# Ruroc RG1 Core - How much for a used one?



## hikeswithdogs (Sep 23, 2011)

witchcraftz said:


> I have found someone selling the Ruroc RG1 Core for $250.
> 
> Is this a good price?


Yea I think that was their black Friday price, I've met a few people with these who all seem to LOVE them.......wish I could demo one :-\


----------



## witchcraftz (Dec 17, 2012)

Alright, I've decided to buy it and give it a try.


----------



## Jet (Dec 4, 2012)

It's a decent price if you go by regular price. 

I ordered mine back in March, got it shipped to Canada for $225 all in and I got the Signature which is regularly $290. Of course after I bought it, a week later it went on sale even lower and later I got a code for 50% off. At those prices you can't go wrong really, especially as I was about to buy a pair of $200 Oakley Goggles. The helmet itself is top notch and made in the UK. 

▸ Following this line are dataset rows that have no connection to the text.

PR #8046, opened 2023-11-18
Refit of already-longoptified modules to incorporate multi-directives

rbdavis:

This PR contains new long-option strings for 4 already-longoptified modules (blockmean, blockmode, fitcircle and gmtregress) which use the new multi-directive feature that was recently added. _Please review only the newly added multi-directive long-option strings (i.e., only the green code lines) in these modules_, and not the pre-existing long-option strings which have already been reviewed and approved in previous PRs.

Also, a modified gmtconvert_inc.h file is included here which basically only has some changed code indents from what was already reviewed and approved about a week ago. That earlier PR was not merged until earlier today because it also had multi-directive issues which are now resolved. I'm not sure why the code diff below is showing another old version of gmtconvert_inc.h (undoubtedly something stupid that I did), but the new code (green) is in fact correct and is essentially unchanged from what was reviewed and approved in that earlier gmtconvert PR.

This PR brings all of the already-longoptified modules up-to-date with respect to the new multi-directive stuff.

Fixes #

**Reminders**


rbdavis:
OK, I think I have fixed whatever weird was going on with the gmtconvert_inc.h file diff. It now seems to be completely removed from this PR, which I don't quite understand but I guess is OK. If it turns out there is a problem I will fix later in a separate PR.

PaulWessel (approved):
Since "my" module I chose a different set of names for -W.

PR #8059, opened 2023-11-22
New pen meca and coupe -T syntax

### LINKED ISSUE #8057: Improve seis supplement options

Both **meca** and **coupe** have a **-T**_plane_[/_pen_] option but a few issues appear:

1. We use _nplane_ in **coupe** and _plane_ in **meca**.  Should use the same word, probably _plane_ since it is explained that it is nodal plane (long-option could be _nodeplane_ but not sure what is used in pyGMT and Julia since we have not worked on supplement long-options yet).
2. Old way to set _pen_ by separating _plane_ and _pen_ with a slash, which is bad since _pen_ could have a colour like 13/77/120. This means _plane_ must be given (even if optional) if `/pen` is added.  I suggest we honour this via backwards compatibility but change the option to do **-T**[_plane_][**+p**_pen_] like in some many other places in GMT.

This affects **meca** and **coupe**, and **sac** seems OK in this regard.

OK, @seisman?

PaulWessel:
Clean up **meca** and **coupe** syntax and their  parsing of **-T**[_plane_][**+p**_pen_] as well as quiet backwards parsing of the deprecated **-T**_plane_[/_pen_]. Docs look good and the tests pass but not sure if we have many tests are involving **-T**.

Closes #8057.

### DIFF
--- a/doc/rst/source/supplements/seis/coupe.rst
+++ b/doc/rst/source/supplements/seis/coupe.rst
@@ -257,7 +257,7 @@ Optional Arguments
 
     *2*: only the second nodal plane is plotted.
 
-    Append **++p**\ *pen* to set alternative pen attributes for this feature 
+    Append **+p**\ *pen* to set alternative pen attributes for this feature 
     [Default pen is as set by |-W|].
 
     For double couple mechanisms, the |-T| option renders the beach ball transparent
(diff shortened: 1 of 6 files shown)


seisman (approved):

yvonnefroehlich:
Seems like we also have to update the PyGMT [documentation for `Figure.meca`](https://www.pygmt.org/dev/api/generated/pygmt.Figure.meca.html) after GMT 6.5 has been released.

PR #8065, opened 2023-11-23
Add longoptions support for gmtspatial.

### LINKED ISSUE #8064: Add longoptions support for gmtspatial.

Add longoptions support for gmtspatial.

rbdavis:

Python differences:

  No python module.

Julia differences:

  Used in_polygons for -N instead of in_polyg (awkward abbreviation
  and inconsistent with -F force_polygons).

  Used spatial for -S instead of polygons. Almost all options are
  related to polygons, so using 'polygons' alone is not helpful in
  distinguishing between them.

Fixes #8064

**Reminders**


PaulWessel (approved):
See comments

joa-quim:
Well, I agree with your -S `polygons` comment that's all about polygons but that applies exactly to `spatial`. So not sure it's better, and the other name already exists.

src/longopt/gmtspatial_inc.h
```diff
@@ -25,53 +25,44 @@ static struct GMT_KEYWORD_DICTIONARY module_kw[] = {
...
-	{ 0, 'S', "",
-	          "",                  "",
+	{ 0, 'Q', "centroid|area|length",
 	          "",                  "",
+	          "c,h,l,p,s",         "range|limits,header,lines,close,sort",
 		  GMT_TP_STANDARD },
-	{ 0, 'T', "",
-	          "",                  "",
+	{ 0, 'S', "spatial",
+	          "b,h,i,j,s,u",       "buffer,hole,intersection,join,split,union",
```
joa-quim, line 59: The directives (some) are also different in Julia. GMT.jl has `holes` instead of `hole` and `dateline` instead of `split`. I think `dateline` is better because it clearly indicates where the split occurs.

PaulWessel: Tend to agree with this. Could do alias holes here but I like dateline.

PaulWessel: We can add alias holes but not that all the others are singular nouns so _holes_ stand out.

PaulWessel: Best if GMT.jl now adds the hole alias to match CLI.  I did the dateline change and added alias holes.

joa-quim:
Right, but what it detects are `holes`, not just one `hole`: The man construction ``and hole polygons`` is a bit dubious (if I'm interpreting it correctly).

PaulWessel:
I updated the **-S** documentation.  Le the know if this is clearer:

doc

PaulWessel:
> Yes, much better. But now you raised me another doubt. What is meant by _reverses them_? You mean make them of opposite _wise_ of the parent polygon (clockwise or counter-clockwise)?

Yes, any holes will get the opposite handedness as the parent (coco vs counter-clock).  Il'' fix the docs for h to say

- **h** identifies polygons that are holes of other polygons (and flags and reverses their handedness to be the opposite of the outer polygon).
- 
Any other things before I add this?

joa-quim:
No, sounds good.

PaulWessel:
A bit dumb to list **-Si**, **-Sj**, **-Su** when not implemented (after many years).  Leaves two options:

1. Try to implement this (but cannot do so before 6.5 as it will take a while).
2. Put those things under an #if 0 ...#endif so user dont read those and get confused.

Those directives were clearly aspirational but here we are...  I think there is a C++ library out there but perhaps there is a C library somewhere we could use?

Issue #8036, opened 2023-11-13
Clipping fails for grdview


PaulWessel:
Reduced the case reported on the [forum](https://forum.generic-mapping-tools.org/t/strange-data-cuting-with-grdview/4390) reduced to this simple example:
```
gmt begin 3dbug png
	gmt grdview  @earth_relief_10m -JB-90/21/19/23/10c -R-92/-87/19/23 -p-30/90 -Cglobe -B -BWSen -Qi50
	gmt grdimage @earth_relief_10m -p -Cglobe -B -BWSen -X12c
gmt end show
```
Same plot but with two different modules.  The left plot uses **grdview** which has a bug while **grdimage** does not.

![3dbug](https://github.com/GenericMappingTools/gmt/assets/26473567/dcb9cf47-317c-4424-8c06-2771cefb9d05)

Both **-Qi** and **-Qc** give the same problem, but doing tiles (**-Qs**) is unaffected. Suspicion is that the computed mask polygon in **grdview** is not properly 3-D projected, while **grdimage** does not have such a thing.

joa-quim:
I think this was fixed, right?

PaulWessel:
No, and on the road.

PaulWessel:
Strange things going on.  I ran the **grdview** twice: One with **-Qc** (image on left) and another with **-Qs** (surface polygons on right). This yields correct for **-Qs** and a bad clip(?) for **-Qc**:

![3dbug](https://github.com/GenericMappingTools/gmt/assets/26473567/c641c60c-1dba-4b69-aa37-9b5e080bf018)

However, if I edit the two PostScript files and remove all the stuff that plots the color surface or color image, we are left with basic setup, clip paths, and basemap. The diff of those edited files show no differences.  So same clip path, which works fine for surfaces but not for tiling or images.  Conclusion must be that the images and the tiling are not doing the right thing, even though they happen in separate branches in **grdview** code. Using polygon tiles (**-T**) shows the same bad clipping in **grdview** (but not in **grdimage** as the top plot shows).

Clearly, the pixels that do show (on the left image) are in the right place (comparing to surface on right) so it would seem the loop over pixels or tiles is skipping those locations since the clip is the same?  Adding a vertical scale (**-JZ**3c) correctly strengths this in the z-dimensions but the clipping is the same. Any thoughts on how to figure this out is appreciated.

PaulWessel:
[...]

PR #8072, opened 2023-11-24
Fix lack of xyz->xy conversion for graticules in grdview -T

PaulWessel:
See #8036 for background. We use _gmt_graticule_path_ to uild polygons for each grid node but in **grdview** we need to project them to 3-D coordinates (x,y,z to x', y')

Now, 

`gmt grdview  @earth_relief_10m -JB-90/21/19/23/10c -R-92/-87/19/23 -p-30/40 -Cglobe -B -BWSen -T -png map`

yields 

t

`gmt grdview  @earth_relief_10m -JB-90/21/19/23/10c -R-92/-87/19/23 -p-30/40 -Cglobe -B -BWSen -Qc -png map`

still fails (below) but that is a separate branch in **grdview** that needs another fix by another PR.

map

### DIFF
--- a/src/gmt_plot.c
+++ b/src/gmt_plot.c
@@ -10829,7 +10829,7 @@ struct GMT_POSTSCRIPT * gmt_get_postscript (struct GMT_CTRL *GMT) {
 	return (P);
 }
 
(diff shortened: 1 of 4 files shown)


joa-quim (approved):
Congrats

PaulWessel:
I went back to **grdview** 6.0 code and whatever that was it had the same bug, so nothing recent other than a new function that had the same problem.

PR #8074, opened 2023-11-24
Use named constants rater than 0-2

PaulWessel:
We have an _angle_type_ that indicates what angle we should use along a contour for label placement or decorated symbol placement. Hard to remember what 0-2 means so this PR just introduces named enums.  No change to any code or behaviour (yet).


Esteban82 (approved):
Looks fine. Blind approval.

PR #8075, opened 2023-11-26
Make batch -T doc use the same format as for movie -T

PaulWessel:
When there are many modifiers it is much cleaner to have the man page sort these with separate bulleted sections. Using the same layout for **movie** yields this updated **-T** for **batch**:

batch

### DIFF
--- a/doc/rst/source/batch.rst
+++ b/doc/rst/source/batch.rst
@@ -62,23 +62,26 @@ Required Arguments
 .. _-T:
 
 **-T**\ *njobs*\|\ *min*/*max*/*inc*\ [**+n**]\|\ *timefile*\ [**+p**\ *width*]\ [**+s**\ *first*]\ [**+w**\ [*str*]\|\ **W**]
-    Either specify how many jobs to make, create a one-column data set width values from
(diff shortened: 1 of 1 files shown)


seisman:
This doesn't look right:
image

PaulWessel:
> This doesn't look right: image

Agreed, but it basically copied the exact same stuff from movie.rst, which looks good. Not sure how that can happen?

yvonnefroehlich:
> > This doesn't look right: image
> 
> Agreed, but it basically copied the exact same stuff from movie.rst, which looks good. Not sure how that can happen?

Maybe `.. include:: explain_array.rst_` has to added now:
https://github.com/GenericMappingTools/gmt/blob/4fddca00719d998dc09dfd88662ffffaec659c23/doc/rst/source/batch.rst?plain=1#L180-L186
like in movie.rst: 
https://github.com/GenericMappingTools/gmt/blob/4fddca00719d998dc09dfd88662ffffaec659c23/doc/rst/source/movie.rst?plain=1#L349-L357

PaulWessel:
Thanks @yvonnefroehlich - now updated.

seisman (approved):

PR #8083, opened 2023-11-26
Improve the layout of gmtinfo's -I option in usage and docs

PaulWessel:
Again, spread meaning of directives and modifiers over several lines.


joa-quim (approved):
You can aprove these yourself too.

PR #8084, opened 2023-11-26
Improve man page for gmt logo

PaulWessel:
Also avoid repeat of "needs both **-R -J**" in -D docs.  However, the stuff beneath **-D** is tabbed one to many to the right.  I cannot see why as it looks exactly as **-F** which does the right indentation.  Anyone? See difference in alignment for **-D** and **-F** below:

logo


joa-quim (approved):
Mysterious alignment shifts are sometimes caused by tabs disguised as spaces.

PR #8094, opened 2023-11-28
Use math for special symbols

PaulWessel:
Basically use Latex codes for >= and <=.


doc/rst/source/grdclip.rst
```diff
@@ -27,8 +27,8 @@ Description
 -----------
 
 **grdclip** will set values < *low* to *below* and/or values > *high* to
```
seisman, line 29: Why not use `≤` and `≥`?

seisman: I meant to use ≤ instead of latex codes

PaulWessel:
I guess that is option-< etc? On the road now so please fix if you have
time.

Most people disagree with the face-guard, but you don't have to use it. And on really cold days give it a try....you just might appreciate the absence of a wet balaclava.


----------



## witchcraftz (Dec 17, 2012)

Jet said:


> It's a decent price if you go by regular price.
> 
> I ordered mine back in March, got it shipped to Canada for $225 all in and I got the Signature which is regularly $290. Of course after I bought it, a week later it went on sale even lower and later I got a code for 50% off..


If your code still works I'd love to buy one direct from the manufacturer at that price.


----------



## Jet (Dec 4, 2012)

witchcraftz said:


> If your code still works I'd love to buy one direct from the manufacturer at that price.


I would too!! Unfortunately that was back in June and it has long since expired. If you're still looking, join their Facebook Page as they list all their sales there and join the mailing list on website for coupons. 

Off-season is when they do these big sales. In season 15% off specific models and/or free shipping is the best you're gonna get. 

But if they ever release these two, I know I'll break down and buy another one!! Formula One - my favorite sport - is how I discovered these helmets.


----------



## witchcraftz (Dec 17, 2012)

Since it's made with ABS plastic, any good coat of plastic car primer and then car paint will stick perfectly. You could paint your own helmet chrome if you wanted.


----------



## Cindi (Nov 27, 2012)

Such a sweet helmet! I had actually just seen it googling arround. It was the first I seen it .. the one with the Red Bull graphics on it. Wild design. 

Ruroc Snowboard Helmet


----------